Collected data entries:

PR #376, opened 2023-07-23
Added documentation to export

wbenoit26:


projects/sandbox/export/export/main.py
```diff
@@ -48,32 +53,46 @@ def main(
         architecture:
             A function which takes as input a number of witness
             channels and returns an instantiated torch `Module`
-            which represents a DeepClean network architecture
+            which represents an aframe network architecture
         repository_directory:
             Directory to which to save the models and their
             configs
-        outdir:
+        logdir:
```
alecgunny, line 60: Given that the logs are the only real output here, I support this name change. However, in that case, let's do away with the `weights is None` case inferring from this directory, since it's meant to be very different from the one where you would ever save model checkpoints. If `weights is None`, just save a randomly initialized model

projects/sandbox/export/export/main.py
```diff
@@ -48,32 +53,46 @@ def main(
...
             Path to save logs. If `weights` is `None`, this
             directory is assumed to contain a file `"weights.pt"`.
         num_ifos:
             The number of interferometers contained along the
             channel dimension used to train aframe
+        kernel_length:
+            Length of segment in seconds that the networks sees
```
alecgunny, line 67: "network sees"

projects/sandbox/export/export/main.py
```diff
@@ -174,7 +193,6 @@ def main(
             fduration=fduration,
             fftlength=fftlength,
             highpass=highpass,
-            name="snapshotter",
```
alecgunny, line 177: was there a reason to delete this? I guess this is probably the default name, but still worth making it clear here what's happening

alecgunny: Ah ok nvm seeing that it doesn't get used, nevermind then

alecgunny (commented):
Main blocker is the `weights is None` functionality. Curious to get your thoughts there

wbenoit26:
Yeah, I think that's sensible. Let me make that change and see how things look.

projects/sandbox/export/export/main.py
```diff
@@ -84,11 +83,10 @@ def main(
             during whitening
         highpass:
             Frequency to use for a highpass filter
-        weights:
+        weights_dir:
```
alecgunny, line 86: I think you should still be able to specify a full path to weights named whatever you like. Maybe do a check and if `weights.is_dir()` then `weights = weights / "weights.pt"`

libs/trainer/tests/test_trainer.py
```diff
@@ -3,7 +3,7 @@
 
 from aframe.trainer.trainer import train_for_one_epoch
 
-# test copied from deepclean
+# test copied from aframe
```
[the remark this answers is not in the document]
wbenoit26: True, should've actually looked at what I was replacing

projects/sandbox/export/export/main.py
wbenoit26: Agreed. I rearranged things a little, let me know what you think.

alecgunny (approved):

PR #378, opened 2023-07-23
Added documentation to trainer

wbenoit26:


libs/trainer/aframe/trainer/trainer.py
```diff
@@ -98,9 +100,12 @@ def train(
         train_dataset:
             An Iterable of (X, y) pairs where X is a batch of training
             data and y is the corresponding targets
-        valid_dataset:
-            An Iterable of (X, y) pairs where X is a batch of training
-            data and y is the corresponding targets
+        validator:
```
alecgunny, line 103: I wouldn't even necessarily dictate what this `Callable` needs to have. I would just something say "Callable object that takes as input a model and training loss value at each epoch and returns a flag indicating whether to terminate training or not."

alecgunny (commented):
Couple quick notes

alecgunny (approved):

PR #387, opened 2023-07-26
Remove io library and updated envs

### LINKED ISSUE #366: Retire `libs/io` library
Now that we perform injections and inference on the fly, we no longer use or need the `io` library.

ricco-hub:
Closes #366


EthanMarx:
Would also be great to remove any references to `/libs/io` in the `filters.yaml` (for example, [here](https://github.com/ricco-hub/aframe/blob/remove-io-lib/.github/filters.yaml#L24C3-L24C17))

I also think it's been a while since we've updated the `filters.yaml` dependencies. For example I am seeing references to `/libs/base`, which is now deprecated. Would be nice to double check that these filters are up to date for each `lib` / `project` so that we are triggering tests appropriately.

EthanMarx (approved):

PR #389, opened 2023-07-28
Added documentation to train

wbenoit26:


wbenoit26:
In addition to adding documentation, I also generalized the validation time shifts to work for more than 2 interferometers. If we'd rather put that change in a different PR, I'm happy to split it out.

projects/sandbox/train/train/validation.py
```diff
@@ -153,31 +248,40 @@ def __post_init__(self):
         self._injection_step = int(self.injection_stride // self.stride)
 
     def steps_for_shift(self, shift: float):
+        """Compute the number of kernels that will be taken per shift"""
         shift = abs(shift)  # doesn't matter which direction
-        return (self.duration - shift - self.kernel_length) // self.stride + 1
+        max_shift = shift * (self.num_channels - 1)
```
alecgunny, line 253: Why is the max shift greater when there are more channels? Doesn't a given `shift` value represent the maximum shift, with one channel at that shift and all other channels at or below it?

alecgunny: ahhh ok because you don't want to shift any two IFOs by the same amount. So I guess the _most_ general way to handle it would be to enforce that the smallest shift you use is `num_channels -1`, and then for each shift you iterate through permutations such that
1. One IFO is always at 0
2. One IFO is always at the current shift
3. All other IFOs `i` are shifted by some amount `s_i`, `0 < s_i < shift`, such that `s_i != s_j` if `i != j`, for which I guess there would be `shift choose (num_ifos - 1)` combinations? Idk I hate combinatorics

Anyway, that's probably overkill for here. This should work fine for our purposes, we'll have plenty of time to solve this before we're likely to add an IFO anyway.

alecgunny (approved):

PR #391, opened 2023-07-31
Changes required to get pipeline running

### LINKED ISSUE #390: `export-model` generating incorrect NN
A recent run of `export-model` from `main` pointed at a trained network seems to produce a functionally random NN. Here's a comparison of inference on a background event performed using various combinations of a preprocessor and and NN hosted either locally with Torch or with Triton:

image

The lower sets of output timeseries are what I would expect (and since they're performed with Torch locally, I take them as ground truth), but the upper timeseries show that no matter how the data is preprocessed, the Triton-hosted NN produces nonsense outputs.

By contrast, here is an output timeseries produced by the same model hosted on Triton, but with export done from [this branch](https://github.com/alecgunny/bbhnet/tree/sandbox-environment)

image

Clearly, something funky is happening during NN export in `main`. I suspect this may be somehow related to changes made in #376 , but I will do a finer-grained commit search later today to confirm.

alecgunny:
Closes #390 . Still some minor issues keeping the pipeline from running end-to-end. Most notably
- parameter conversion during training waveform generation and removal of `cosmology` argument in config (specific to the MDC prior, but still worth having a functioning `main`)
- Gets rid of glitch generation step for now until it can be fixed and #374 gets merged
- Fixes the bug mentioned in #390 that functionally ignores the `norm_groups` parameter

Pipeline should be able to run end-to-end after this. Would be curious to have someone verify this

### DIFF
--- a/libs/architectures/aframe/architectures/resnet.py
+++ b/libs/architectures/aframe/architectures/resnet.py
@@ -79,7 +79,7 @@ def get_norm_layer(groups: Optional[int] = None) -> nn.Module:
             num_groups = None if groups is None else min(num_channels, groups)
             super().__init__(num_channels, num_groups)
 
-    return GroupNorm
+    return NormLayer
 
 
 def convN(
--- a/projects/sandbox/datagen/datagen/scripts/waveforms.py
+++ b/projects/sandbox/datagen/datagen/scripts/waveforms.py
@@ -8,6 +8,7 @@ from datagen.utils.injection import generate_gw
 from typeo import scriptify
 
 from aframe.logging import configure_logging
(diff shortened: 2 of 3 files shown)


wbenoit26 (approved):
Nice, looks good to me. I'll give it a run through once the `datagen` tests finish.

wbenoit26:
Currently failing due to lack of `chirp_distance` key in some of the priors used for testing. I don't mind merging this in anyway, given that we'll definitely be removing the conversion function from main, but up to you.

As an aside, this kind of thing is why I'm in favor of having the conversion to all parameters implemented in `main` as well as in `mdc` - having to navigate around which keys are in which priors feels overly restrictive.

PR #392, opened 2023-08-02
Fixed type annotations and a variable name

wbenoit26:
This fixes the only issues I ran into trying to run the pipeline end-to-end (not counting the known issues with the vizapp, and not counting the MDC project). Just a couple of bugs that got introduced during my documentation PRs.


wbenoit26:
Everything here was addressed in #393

What you have to do:
Looking at the records above, report how many lines contain the word "batch". Answer with the number only.

Finished exercise:
2